>>>

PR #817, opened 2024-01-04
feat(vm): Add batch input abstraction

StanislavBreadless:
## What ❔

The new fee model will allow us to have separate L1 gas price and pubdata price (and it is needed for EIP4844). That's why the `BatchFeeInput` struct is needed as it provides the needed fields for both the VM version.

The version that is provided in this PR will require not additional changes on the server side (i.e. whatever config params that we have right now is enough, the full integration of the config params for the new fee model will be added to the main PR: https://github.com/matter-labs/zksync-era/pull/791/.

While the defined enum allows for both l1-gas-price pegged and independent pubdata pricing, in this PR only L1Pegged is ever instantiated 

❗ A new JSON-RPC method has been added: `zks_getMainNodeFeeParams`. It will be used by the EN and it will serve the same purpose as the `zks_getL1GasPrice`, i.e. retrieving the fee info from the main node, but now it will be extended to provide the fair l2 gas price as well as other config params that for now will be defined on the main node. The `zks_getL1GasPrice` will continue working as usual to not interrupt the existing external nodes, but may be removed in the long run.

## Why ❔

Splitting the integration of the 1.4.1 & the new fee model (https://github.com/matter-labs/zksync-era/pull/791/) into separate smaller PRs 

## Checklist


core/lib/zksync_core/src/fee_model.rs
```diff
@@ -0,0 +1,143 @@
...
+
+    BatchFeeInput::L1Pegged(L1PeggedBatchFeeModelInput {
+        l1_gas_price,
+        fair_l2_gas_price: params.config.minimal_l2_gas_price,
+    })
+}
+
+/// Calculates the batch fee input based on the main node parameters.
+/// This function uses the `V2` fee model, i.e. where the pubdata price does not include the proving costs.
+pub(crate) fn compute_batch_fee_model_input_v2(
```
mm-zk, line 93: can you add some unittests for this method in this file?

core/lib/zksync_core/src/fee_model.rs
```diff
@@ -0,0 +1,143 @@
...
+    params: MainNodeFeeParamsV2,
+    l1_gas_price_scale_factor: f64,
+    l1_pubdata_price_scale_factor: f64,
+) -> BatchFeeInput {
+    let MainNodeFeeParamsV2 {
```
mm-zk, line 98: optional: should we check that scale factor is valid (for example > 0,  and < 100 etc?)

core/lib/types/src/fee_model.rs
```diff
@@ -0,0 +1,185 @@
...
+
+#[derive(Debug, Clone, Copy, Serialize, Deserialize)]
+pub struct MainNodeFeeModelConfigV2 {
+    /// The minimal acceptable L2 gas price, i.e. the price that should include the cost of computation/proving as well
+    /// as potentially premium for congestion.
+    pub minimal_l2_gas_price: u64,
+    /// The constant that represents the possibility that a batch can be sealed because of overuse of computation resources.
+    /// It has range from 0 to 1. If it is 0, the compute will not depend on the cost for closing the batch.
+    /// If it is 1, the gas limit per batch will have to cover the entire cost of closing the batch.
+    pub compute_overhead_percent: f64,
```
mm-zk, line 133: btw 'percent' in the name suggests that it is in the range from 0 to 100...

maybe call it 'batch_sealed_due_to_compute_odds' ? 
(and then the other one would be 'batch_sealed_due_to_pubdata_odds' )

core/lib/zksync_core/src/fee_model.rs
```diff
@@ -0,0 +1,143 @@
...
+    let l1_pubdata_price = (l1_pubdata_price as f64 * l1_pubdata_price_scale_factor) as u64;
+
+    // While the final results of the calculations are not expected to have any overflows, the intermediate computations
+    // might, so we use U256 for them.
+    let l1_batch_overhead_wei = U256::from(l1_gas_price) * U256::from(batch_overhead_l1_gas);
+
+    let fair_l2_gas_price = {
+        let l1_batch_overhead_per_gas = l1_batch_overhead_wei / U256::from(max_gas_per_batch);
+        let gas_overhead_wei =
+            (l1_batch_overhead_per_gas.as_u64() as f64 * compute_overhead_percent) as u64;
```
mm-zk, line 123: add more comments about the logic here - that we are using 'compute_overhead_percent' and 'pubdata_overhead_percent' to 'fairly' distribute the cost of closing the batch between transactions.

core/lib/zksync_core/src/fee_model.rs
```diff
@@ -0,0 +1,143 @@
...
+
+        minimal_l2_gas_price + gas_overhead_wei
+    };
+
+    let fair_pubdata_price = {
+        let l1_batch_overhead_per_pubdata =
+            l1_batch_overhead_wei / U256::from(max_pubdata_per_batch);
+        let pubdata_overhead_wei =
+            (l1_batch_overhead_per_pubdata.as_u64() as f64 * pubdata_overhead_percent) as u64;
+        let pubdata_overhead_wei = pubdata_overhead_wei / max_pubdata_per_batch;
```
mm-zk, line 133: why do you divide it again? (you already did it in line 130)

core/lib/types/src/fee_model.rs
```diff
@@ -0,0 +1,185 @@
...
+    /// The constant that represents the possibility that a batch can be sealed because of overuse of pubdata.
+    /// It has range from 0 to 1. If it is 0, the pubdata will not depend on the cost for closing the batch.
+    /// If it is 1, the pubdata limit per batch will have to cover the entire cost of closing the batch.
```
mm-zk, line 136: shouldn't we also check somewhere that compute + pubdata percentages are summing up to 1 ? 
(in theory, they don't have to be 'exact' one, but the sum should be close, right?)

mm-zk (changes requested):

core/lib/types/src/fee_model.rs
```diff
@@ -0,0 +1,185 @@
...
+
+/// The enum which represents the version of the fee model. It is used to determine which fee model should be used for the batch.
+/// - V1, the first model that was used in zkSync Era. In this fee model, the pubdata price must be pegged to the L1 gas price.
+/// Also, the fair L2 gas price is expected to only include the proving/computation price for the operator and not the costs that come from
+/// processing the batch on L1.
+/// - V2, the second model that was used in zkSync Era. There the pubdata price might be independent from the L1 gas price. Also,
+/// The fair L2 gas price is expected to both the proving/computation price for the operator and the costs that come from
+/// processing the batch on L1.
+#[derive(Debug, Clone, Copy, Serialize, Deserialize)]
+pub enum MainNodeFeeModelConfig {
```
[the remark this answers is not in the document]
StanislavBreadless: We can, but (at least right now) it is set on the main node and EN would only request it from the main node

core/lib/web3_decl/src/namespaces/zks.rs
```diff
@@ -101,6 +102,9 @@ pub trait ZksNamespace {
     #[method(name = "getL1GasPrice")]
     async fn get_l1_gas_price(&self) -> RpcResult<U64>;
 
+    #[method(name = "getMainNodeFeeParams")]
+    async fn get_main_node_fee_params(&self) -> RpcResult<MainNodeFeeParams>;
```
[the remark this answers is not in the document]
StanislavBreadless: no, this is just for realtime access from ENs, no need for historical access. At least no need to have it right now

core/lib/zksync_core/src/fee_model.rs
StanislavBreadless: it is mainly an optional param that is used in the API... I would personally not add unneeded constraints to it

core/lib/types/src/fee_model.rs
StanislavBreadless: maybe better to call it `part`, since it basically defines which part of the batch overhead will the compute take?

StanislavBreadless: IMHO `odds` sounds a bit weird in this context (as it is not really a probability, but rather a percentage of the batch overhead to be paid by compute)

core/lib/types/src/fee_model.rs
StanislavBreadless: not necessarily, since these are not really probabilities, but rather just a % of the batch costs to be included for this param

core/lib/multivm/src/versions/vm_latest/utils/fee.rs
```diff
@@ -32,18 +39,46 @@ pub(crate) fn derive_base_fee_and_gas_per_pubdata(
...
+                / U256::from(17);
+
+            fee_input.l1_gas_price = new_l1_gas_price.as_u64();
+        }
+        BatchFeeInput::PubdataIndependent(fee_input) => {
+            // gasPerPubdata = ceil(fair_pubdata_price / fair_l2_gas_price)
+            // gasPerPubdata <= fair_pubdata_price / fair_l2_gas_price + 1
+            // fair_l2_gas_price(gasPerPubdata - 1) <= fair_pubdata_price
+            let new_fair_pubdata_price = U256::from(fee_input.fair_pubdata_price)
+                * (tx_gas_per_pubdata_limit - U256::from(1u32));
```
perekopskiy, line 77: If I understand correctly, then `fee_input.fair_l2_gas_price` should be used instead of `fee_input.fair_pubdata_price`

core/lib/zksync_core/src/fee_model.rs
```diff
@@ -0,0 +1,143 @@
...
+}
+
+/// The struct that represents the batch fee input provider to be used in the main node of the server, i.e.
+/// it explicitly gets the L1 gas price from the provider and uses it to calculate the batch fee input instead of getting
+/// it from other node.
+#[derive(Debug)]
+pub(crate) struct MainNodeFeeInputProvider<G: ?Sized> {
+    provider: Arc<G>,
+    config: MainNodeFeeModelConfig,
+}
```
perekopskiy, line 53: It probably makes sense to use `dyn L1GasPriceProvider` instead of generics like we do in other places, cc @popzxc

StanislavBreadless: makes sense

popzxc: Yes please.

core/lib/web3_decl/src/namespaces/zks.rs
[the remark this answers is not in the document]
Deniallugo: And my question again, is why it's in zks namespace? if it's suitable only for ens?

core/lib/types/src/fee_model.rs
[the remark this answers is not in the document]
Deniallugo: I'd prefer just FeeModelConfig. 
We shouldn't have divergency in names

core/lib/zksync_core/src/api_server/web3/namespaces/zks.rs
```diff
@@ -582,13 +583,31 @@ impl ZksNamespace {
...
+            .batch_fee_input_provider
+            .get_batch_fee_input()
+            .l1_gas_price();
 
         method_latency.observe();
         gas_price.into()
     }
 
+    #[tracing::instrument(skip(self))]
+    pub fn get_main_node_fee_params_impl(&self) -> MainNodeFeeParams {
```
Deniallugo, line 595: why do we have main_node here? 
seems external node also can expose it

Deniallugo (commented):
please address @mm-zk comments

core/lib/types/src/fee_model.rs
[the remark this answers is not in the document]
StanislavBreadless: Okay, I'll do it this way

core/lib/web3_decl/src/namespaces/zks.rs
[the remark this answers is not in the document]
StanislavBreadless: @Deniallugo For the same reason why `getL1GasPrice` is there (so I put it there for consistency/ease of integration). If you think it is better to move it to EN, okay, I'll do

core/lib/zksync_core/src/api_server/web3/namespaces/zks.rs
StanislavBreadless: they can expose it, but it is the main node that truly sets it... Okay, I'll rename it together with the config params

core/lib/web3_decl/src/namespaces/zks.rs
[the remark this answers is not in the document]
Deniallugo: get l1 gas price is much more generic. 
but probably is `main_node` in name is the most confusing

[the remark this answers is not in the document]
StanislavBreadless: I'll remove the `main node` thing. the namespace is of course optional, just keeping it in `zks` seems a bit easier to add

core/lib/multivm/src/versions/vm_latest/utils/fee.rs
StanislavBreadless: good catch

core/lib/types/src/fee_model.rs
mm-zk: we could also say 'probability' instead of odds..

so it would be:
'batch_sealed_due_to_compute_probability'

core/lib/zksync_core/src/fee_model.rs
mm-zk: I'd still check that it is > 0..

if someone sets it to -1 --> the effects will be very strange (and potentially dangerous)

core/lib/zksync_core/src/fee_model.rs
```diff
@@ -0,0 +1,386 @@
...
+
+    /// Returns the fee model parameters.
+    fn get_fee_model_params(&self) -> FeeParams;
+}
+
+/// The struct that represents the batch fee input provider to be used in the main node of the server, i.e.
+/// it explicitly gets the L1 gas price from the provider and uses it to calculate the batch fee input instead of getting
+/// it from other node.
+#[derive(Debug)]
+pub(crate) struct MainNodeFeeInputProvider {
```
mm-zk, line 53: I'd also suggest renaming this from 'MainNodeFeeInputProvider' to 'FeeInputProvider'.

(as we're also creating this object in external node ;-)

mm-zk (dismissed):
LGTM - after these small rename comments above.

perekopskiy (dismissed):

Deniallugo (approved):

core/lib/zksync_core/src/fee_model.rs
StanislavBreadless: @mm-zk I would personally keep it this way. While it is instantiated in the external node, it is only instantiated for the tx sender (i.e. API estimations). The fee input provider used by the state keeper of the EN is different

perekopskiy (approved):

<<<
>>>

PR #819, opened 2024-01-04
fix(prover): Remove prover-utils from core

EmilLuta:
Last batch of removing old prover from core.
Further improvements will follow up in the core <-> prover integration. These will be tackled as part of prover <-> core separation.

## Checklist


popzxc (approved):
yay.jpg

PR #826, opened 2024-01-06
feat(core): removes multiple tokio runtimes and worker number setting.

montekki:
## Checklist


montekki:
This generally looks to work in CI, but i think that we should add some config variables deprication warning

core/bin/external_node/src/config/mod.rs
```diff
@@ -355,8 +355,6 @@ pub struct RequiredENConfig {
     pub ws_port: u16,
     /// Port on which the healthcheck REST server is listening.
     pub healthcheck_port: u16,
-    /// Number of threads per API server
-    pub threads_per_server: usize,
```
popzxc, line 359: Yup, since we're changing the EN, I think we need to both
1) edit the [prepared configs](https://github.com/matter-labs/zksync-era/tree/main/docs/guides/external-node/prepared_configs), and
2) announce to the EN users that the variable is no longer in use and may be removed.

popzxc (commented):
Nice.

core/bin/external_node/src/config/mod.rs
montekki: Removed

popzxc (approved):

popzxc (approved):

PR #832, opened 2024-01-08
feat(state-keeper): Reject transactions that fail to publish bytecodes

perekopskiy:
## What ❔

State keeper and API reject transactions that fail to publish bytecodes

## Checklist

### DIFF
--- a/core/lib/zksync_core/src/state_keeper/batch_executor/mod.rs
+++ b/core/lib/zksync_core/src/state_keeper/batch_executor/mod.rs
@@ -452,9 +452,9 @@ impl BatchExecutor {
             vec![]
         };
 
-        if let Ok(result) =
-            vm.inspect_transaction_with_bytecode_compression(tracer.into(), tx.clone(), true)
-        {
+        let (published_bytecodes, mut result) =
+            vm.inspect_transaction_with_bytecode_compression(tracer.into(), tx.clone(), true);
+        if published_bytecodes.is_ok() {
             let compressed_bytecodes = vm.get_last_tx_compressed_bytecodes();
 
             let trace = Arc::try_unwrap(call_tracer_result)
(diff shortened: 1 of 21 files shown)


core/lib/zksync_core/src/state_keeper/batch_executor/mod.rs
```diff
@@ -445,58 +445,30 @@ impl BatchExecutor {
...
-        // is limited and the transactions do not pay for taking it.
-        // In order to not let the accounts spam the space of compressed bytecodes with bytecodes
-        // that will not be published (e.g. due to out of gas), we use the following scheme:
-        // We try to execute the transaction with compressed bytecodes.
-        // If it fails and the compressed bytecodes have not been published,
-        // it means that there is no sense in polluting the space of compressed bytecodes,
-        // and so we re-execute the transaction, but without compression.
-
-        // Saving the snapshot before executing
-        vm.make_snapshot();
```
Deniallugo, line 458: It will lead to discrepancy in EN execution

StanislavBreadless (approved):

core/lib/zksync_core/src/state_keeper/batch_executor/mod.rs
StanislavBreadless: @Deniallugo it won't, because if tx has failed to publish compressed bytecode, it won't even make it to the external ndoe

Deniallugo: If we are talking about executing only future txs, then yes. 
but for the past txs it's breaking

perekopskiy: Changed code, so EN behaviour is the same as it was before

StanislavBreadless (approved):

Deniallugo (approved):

<<<

▶ **TRY IT**
Using the listing, filter for "maybe" and return the matching lines.

▶ **EXERCISE ANSWER**
maybe call it 'batch_sealed_due_to_compute_odds' ? 
StanislavBreadless: maybe better to call it `part`, since it basically defines which part of the batch overhead will the compute take?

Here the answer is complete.